KlikFakta.com, INTERNASIONAL – Sampah medis akibat pandemi sudah tidak bisa diremehkan. Penggunaan masker, alat tes, hingga alat kesehatan di seluruh dunia sudah menambah beban sampah beribu-ribu ton.
Laporan terbaru Organisasi Kesehatan Dunia (WHO) pada 1 Februari 2022 lalu menyatakan adanya upaya mendesak yang harus dilakukan untuk pengelolaan limbah medis. Ini karena sifatnya yang berbahaya dan mengancam kesehatan manusia.
WHO mendasarkan analisis ini dari pembelian alat pelindung diri (APD) pada Maret 2020 – November 2021 yang jumlahnya mencapai 87.000 ton.
Dengan demikian, laporan WHO belum mengkalkulasi jumlah keseluruhan limbah medis akibat pandemi, seperti masker yang digunakan seluruh orang di dunia.
Laporan WHO menunjukkan lebih dari 140 juta alat uji yang berpotensi menghasilkan 2.600 ton limbah tidak menular (terutama plastik) dan 731.000 liter limbah sudah didistribusikan.
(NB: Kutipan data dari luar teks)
PR #677, opened 2023-03-03
 Batch suggest in ensemble backends

### LINKED ISSUE #674: Memory leak in NN ensemble backend
The Annif pod in the OpenShift environment has been occasionally killed, maybe once in every two weeks. The reason has seemed to be that the memory consumption has reached the limit for the pod (30 GB).

I monitored the memory consumption (RssAnon from `/proc/$PID/status`) of locally run Annif when running suggest requests to NN ensemble project and its base projects with curl (using fulltext documents from JYU test set; the memory consumption was recorded after every 10 documents), but only in the case of NN ensemble there was a strong increase in the memory consumption: see below for a run for the yso-fi model of Finto AI.

image

I confirmed that the issue could be fixed by following the advice from [one relevant discussion](https://github.com/tensorflow/tensorflow/issues/44711#issuecomment-1282054595), i.e. to use `__call__()` of the model: 

https://github.com/NatLibFi/Annif/blob/73d4f2e4ad2d702709af27e92319d4e945a8d019/annif/backend/nn_ensemble.py#L141

The other mentioned fix, that is applying `tf.convert_to_tensor()`, did not fix the memory leak; running (also) `gc.collect()` after each prediction did fix it, but the predictions become very slow (10 requests took ~110 s, when without gc only ~30 s).

However, the NN ensemble could be modified to [allow batch processing of the documents](https://github.com/NatLibFi/Annif/issues/579), and for that use the [Keras documentation seems to suggest using the `predict()` function](https://keras.io/getting_started/faq/#whats-the-difference-between-model-methods-predict-and-call), so I'm not sure if the mentioned fix is the best way to go.

juhoinkinen:
This adds the `_suggest_batch` method to ensemble backends. 

In all ensemble backends (simple, PAV, NN) the suggestions from the source projects are fetched by using batched suggest calls (this is on project level, so whether a backend actually uses batched suggest depends on the backend).

In case of NN ensemble the prediction (now via `_merge_hit_sets_from_sources`) is performed on the whole batch of the base suggestions in one call of the NN model. The prediction is made using the model's `__call__()` method instead of `predict()` as it is the [recommended way for "small numbers of inputs that fit in one batch"](https://www.tensorflow.org/api_docs/python/tf/keras/Model#predict) and it should offer better performance; this should also fix #674.

Also the [EnsembleOptimizer is made to use batched suggest](https://github.com/NatLibFi/Annif/pull/677/commits/5e392564edd179355d61039cf7e86cecfbe4f7b2). Quickly testing the `hyperopt` command on an ensemble project gives very similar weights and best NDCG scores before and after this PR.

This PR improves somewhat the performance of NN ensemble suggest functionality while the results remain (only nearly?) identical (I think there were small differences in suggestion scores on my laptop). I think most of the increase comes from using `__call__` of the model instead of `predict`.

The below results are from runs at kj-kk using the current Finto AI YSO NN ensemble model (having MLLM, fastText and Omikuji base projects).
# suggest
Targeting 6 times `tests/corpora/archaeology/fulltext/*.txt`:

|                 | user time | wall time | max rss |
| --------------- | --------- | --------- | ------- |
| before (master) | 152.59  |2:35.10   | 13755484 |
| after (PR)      |  135.19  |  2:17.27 | 13757912 |

# eval
Targeting 200 documents from `kirjaesittelyt2021/yso/fin/test`:
## With 1 job
|                 | user time | wall time | max rss |F1@5 |
| --------------- | --------- | --------- | ------- |------- |
| before (master) |  174.79   |2:57.70  | 13816688 | 0.4431|
| after (PR)      | 156.12 |  2:36.77 | 13796932 |0.4431 |

## With 4 jobs
|                 | user time | wall time | max rss |F1@5 |
| --------------- | --------- | --------- | ------- |------- |
| before (master) |  188.21  | 1:45.61 | 13639148 |0.4431 |
| after (PR)      |  172.5   | 1:43.78  | 13606508 |  0.4431|

### DIFF
--- a/annif/backend/ensemble.py
+++ b/annif/backend/ensemble.py
@@ -103,8 +103,16 @@ class EnsembleOptimizer(hyperopt.HyperparameterOptimizer):
                 self._source_hits.extend(self._hit_sets_to_list(hit_sets))
 
     def _hit_sets_to_list(self, hit_sets):
-        """Convert a dict of lists of hits to a list of dicts of hits"""
-        return [dict(zip(hit_sets.keys(), hit)) for hit in zip(*hit_sets.values())]
+        """Convert a dict of lists of hits to a list of dicts of hits, e.g.
+        {"proj-1": [p-1-doc-1-hits, p-1-doc-2-hits]
+         "proj-2": [p-2-doc-1-hits, p-2-doc-2-hits]}
+        to
+        [{"proj-1": p-1-doc-1-hits, "proj-2": p-2-doc-1-hits},
+         {"proj-1": p-1-doc-2-hits, "proj-2": p-2-doc-2-hits}]
+        """
+        return [
+            dict(zip(hit_sets.keys(), doc_hits)) for doc_hits in zip(*hit_sets.values())
+        ]
 
     def _normalize(self, hps):
         total = sum(hps.values())
--- a/annif/backend/ensemble.py
+++ b/annif/backend/ensemble.py
@@ -33,35 +33,36 @@ class BaseEnsembleBackend(backend.AnnifBackend):
         by subclasses."""
         return hits
 
-    def _suggest_with_sources(self, text, sources):
-        hits_from_sources = []
+    def _suggest_with_sources(self, texts, sources):
+        hit_sets_from_sources = []
         for project_id, weight in sources:
             source_project = self.project.registry.get_project(project_id)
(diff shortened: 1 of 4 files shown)


juhoinkinen:
I rerun the NN ensemble suggest and eval timings and updated the results table after the last change: it seemed to give a few seconds improvement more.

Sementara lebih dari 8 miliar dosis vaksin telah diberikan secara global menghasilkan 144.000 ton limbah tambahan dalam bentuk jarum suntik, jarum, dan kotak pengaman.
Saat ini, 30% fasilitas kesehatan (60% di negara kurang berkembang) tidak dilengkapi sarana penanganan sampah, apalagi beban tambahan akibat COVID-19.
Hal ini berpotensi membuat petugas kesehatan mengalami cedera tertusuk jarum suntik, luka bakar dan mikroorganisme pathogen.
Limbah ini juga berdampak pada masyarakat yang tinggal di dekat tempat pembuangan sampah yang tidak dikelola dengan baik dan tempat pembuangan limbah melalui udara yang terkontaminasi dari pembakaran limbah, kualitas air buruk, atau hama pembawa penyakit.
“COVID-19 telah memaksa dunia untuk memperhitungkan kesenjangan dan aspek yang diabaikan dari aliran limbah dan bagaimana kita memproduksi, menggunakan, dan membuang sumber daya perawatan kesehatan kita, dari awal hingga akhir,” kata Dr Maria Neira, Direktur, Lingkungan, Iklim Perubahan dan Kesehatan di WHO.
“Perubahan signifikan di semua tingkatan, mulai dari global hingga lantai rumah sakit, dalam cara kita mengelola aliran limbah perawatan kesehatan adalah persyaratan dasar sistem perawatan kesehatan cerdas iklim, yang menjadi komitmen banyak negara pada Konferensi Perubahan Iklim PBB baru-baru ini, dan , tentu saja, pemulihan yang sehat dari COVID-19 dan kesiapsiagaan untuk keadaan darurat kesehatan lainnya di masa depan.”